== To do ==
In the records below, begin at the line that has "Not sure if" and stop after the line that has "johnynek: I don't"; quote those lines verbatim and nothing more.

━━ Dataset records

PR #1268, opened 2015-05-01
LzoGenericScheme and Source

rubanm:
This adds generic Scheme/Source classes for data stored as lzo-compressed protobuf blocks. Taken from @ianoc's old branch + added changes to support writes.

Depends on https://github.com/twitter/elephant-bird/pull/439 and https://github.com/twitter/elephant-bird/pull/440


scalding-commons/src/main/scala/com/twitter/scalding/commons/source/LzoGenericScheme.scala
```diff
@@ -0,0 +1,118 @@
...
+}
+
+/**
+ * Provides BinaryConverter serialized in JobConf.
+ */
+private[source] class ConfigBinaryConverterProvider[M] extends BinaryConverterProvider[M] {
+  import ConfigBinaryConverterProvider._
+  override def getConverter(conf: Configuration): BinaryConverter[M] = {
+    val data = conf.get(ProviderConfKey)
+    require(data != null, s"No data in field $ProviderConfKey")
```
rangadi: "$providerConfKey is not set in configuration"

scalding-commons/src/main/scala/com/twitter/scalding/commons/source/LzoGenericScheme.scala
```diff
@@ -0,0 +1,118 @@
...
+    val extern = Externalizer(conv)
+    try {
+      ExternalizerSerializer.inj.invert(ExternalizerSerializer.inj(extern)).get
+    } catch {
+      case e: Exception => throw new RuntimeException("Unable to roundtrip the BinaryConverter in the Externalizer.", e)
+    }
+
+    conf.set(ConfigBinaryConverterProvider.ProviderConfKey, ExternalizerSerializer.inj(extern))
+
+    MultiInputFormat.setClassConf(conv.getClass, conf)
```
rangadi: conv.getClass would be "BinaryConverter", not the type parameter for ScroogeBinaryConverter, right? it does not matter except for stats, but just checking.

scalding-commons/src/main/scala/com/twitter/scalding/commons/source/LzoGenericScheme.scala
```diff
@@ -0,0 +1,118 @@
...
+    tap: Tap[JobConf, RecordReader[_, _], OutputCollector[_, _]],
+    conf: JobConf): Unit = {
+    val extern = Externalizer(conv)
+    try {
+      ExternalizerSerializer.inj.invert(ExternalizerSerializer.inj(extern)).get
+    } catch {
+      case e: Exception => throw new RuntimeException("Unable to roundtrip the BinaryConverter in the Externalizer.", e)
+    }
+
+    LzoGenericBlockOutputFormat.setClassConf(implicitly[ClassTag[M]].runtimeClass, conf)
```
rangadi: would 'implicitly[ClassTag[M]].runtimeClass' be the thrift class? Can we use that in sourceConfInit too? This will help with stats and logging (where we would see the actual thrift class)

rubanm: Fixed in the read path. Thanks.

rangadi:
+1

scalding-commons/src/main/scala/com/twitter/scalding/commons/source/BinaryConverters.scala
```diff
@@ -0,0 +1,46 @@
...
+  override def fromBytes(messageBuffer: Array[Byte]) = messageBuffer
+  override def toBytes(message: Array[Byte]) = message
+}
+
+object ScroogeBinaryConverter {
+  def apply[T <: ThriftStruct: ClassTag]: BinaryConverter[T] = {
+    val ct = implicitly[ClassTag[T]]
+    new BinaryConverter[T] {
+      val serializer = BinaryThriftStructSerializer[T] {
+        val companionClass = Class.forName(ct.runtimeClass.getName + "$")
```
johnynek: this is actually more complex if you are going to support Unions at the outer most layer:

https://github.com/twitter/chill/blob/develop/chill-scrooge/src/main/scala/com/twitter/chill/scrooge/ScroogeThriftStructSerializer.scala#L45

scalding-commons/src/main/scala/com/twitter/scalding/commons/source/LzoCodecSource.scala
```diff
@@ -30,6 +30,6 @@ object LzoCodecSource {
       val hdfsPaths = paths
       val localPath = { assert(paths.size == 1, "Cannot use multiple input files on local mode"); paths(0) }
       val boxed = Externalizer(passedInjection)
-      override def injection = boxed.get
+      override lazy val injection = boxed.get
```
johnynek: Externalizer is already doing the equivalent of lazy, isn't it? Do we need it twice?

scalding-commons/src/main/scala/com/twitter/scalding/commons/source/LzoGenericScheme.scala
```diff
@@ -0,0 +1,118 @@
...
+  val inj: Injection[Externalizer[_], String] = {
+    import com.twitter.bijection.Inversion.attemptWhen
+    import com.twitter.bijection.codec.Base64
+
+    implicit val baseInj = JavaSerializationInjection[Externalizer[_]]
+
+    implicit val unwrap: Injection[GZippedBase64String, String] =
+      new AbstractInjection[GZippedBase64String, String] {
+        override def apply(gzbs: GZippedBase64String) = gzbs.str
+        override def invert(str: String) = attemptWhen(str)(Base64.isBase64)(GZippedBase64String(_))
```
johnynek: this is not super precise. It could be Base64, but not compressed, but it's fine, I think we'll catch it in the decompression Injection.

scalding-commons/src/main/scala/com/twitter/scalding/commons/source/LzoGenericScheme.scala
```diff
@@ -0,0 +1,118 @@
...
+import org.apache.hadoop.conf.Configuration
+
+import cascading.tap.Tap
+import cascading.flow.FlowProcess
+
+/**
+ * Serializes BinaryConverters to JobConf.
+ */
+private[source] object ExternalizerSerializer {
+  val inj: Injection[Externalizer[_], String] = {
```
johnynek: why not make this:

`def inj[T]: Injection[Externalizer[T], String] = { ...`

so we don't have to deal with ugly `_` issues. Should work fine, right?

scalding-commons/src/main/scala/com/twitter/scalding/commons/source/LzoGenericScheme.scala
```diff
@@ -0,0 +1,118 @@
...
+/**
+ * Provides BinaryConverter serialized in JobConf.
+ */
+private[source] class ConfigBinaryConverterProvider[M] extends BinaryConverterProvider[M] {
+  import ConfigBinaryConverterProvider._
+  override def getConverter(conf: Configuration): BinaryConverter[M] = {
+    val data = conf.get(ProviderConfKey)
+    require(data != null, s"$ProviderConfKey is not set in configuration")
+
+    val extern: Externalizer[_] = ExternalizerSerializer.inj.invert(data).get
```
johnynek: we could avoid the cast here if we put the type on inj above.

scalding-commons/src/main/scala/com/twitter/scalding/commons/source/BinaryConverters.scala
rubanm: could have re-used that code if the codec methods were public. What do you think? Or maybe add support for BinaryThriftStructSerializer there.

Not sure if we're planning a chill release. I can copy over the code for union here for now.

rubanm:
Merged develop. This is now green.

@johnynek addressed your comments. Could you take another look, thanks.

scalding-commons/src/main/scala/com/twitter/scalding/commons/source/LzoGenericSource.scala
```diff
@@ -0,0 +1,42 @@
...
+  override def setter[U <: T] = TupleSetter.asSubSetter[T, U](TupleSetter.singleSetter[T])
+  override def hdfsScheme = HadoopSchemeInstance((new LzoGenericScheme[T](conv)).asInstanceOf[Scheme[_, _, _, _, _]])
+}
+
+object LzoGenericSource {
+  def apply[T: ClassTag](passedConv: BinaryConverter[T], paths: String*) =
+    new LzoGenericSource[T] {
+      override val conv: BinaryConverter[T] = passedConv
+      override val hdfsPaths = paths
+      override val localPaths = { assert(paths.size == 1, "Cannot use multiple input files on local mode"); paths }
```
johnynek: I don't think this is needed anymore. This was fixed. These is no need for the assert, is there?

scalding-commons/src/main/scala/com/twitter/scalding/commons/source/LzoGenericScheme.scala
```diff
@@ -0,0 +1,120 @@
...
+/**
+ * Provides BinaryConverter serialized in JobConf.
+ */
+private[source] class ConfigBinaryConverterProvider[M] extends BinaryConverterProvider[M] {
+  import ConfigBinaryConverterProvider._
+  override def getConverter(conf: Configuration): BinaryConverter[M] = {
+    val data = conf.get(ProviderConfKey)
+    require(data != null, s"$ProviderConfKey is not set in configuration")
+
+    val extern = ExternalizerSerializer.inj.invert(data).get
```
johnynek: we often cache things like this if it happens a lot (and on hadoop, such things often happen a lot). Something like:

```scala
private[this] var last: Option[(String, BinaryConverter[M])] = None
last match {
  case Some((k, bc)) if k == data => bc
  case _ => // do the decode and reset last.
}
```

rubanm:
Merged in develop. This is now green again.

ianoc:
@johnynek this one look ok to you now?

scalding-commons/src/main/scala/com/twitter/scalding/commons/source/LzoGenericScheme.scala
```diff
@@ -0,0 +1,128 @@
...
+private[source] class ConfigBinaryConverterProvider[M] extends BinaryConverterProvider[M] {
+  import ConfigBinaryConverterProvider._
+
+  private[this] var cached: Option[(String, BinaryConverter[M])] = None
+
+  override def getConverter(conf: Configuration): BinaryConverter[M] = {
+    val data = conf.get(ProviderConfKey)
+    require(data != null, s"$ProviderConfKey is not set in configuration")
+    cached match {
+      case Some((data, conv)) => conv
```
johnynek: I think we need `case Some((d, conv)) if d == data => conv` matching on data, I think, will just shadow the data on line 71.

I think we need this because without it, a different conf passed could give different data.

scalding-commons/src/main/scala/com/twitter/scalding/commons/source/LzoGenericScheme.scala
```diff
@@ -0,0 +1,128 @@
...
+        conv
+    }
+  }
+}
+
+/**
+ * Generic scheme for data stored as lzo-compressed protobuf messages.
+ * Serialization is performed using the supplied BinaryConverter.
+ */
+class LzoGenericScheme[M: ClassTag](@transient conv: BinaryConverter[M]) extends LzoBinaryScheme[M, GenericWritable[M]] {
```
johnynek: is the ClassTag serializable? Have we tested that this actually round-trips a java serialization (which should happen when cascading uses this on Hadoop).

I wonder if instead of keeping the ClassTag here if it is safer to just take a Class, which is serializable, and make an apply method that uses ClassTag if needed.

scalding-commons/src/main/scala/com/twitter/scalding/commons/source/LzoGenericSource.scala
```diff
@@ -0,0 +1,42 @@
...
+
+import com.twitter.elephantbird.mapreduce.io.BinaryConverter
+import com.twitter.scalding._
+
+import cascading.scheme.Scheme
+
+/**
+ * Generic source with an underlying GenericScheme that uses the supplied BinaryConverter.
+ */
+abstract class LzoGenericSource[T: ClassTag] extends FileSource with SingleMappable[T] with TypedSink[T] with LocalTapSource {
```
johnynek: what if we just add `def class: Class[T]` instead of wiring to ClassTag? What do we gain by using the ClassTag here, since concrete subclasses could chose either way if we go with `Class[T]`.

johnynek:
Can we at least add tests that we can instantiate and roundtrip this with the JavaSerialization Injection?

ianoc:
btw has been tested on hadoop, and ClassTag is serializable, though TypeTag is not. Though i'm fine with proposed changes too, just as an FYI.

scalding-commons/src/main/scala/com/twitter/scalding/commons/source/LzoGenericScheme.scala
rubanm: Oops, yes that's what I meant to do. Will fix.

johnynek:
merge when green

━━━━

== Answer to the problem ==
Not sure if we're planning a chill release. I can copy over the code for union here for now.

rubanm:
Merged develop. This is now green.

@johnynek addressed your comments. Could you take another look, thanks.

scalding-commons/src/main/scala/com/twitter/scalding/commons/source/LzoGenericSource.scala
```diff
@@ -0,0 +1,42 @@
...
+  override def setter[U <: T] = TupleSetter.asSubSetter[T, U](TupleSetter.singleSetter[T])
+  override def hdfsScheme = HadoopSchemeInstance((new LzoGenericScheme[T](conv)).asInstanceOf[Scheme[_, _, _, _, _]])
+}
+
+object LzoGenericSource {
+  def apply[T: ClassTag](passedConv: BinaryConverter[T], paths: String*) =
+    new LzoGenericSource[T] {
+      override val conv: BinaryConverter[T] = passedConv
+      override val hdfsPaths = paths
+      override val localPaths = { assert(paths.size == 1, "Cannot use multiple input files on local mode"); paths }
```
johnynek: I don't think this is needed anymore. This was fixed. These is no need for the assert, is there?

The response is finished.